Rectal toxicity remains a clinical issue in prostate radiotherapy. Associations between dose and toxicity are generally poorly understood. DVHs are commonly used to quantify dose to the rectum but have been criticised for lacking in geometric information. By evaluating spatial dose distribution to the rectal wall, stronger dose-toxicity associations may be revealed. Voxel-level analysis may indicate regions of intraorgan radiosensitivity.  Furthermore, calculating motion-inclusive delivered dose to the rectal wall may improve the power of predictive models.

Here we compare 3D dose distributions for patients with and without toxicity to identify rectal subregions at risk (SRR) for 12 endpoints. The discriminatory ability of planned and delivered dose is compared.

Material and Methods

Dose to the rectal wall was calculated using biomechanical finite element modelling (Abaqus, Dassault Systèmes) for 139 prostate cancer patients.  The 3D anatomical model was grown and deformed based on rectal contours either manually defined on the planning scan, or autosegmented on daily MVCT IGRT scans. Doses were calculated using CheckTomo.  Dose-histories were tracked per finite element, or voxel. Patients were treated with helical IGRT and prescribed 74 Gy/37# or 60 Gy/20# (combined by converting to EQD in 37#). Total delivered dose incorporates interfraction motion and was determined by accumulating daily dose.
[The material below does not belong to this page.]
PR #1509, opened 2018-10-10
Clean-up dev tools and logic that has never quite worked

DanReyLop:
I've simplified the code around React hot-loading. By "simplified", I mean that I've removed it entirely. I don't think we've ever got hot module reloading working.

Toxicity data were prospectively collected and cumulative incidence at 2 years post-treatment were investigated. Endpoints were: diarrhoea (26%), faecal incontinence (17 %), proctitis ≥G1 (19%) ≥G2 (14%), rectal bleeding ≥G1 (33%) ≥G2 (12%), GI toxicity ≥G1 (53%) ≥G2 (15%),  stool frequency (25%), bowel bother ≥G1 (40%) ≥G2 (23%), ≥G3 (9%). Patients were split by those with and without toxicity and a voxel-wise student’s t-test was performed to identify SRRs with p<0.05 (Fig 1). Post-processing involved removing small clusters, applying a smoothing filter and filling in holes. Equivalent uniform dose (EUD) was calculated from voxels within the resulting SRR, for both planned and delivered dose. The area under the receiver operator characteristic curve (AUC) was used to indicate discriminative ability.

Results

SRRs differed between endpoints but were all located away from the high dose region adjacent to the prostate. Accumulated dose produced stronger associations than planned dose for 9/12 endpoints (Fig 2). However, differences could not be considered significant.

Conclusion

Voxel-level analysis of dose to the rectal wall revealed SRRs associated with rectal toxicity. Differences between planned and delivered dose associations were small. Results may improve understanding of the pathophysiology and radiosensitivity behind radiation-induced side-effects.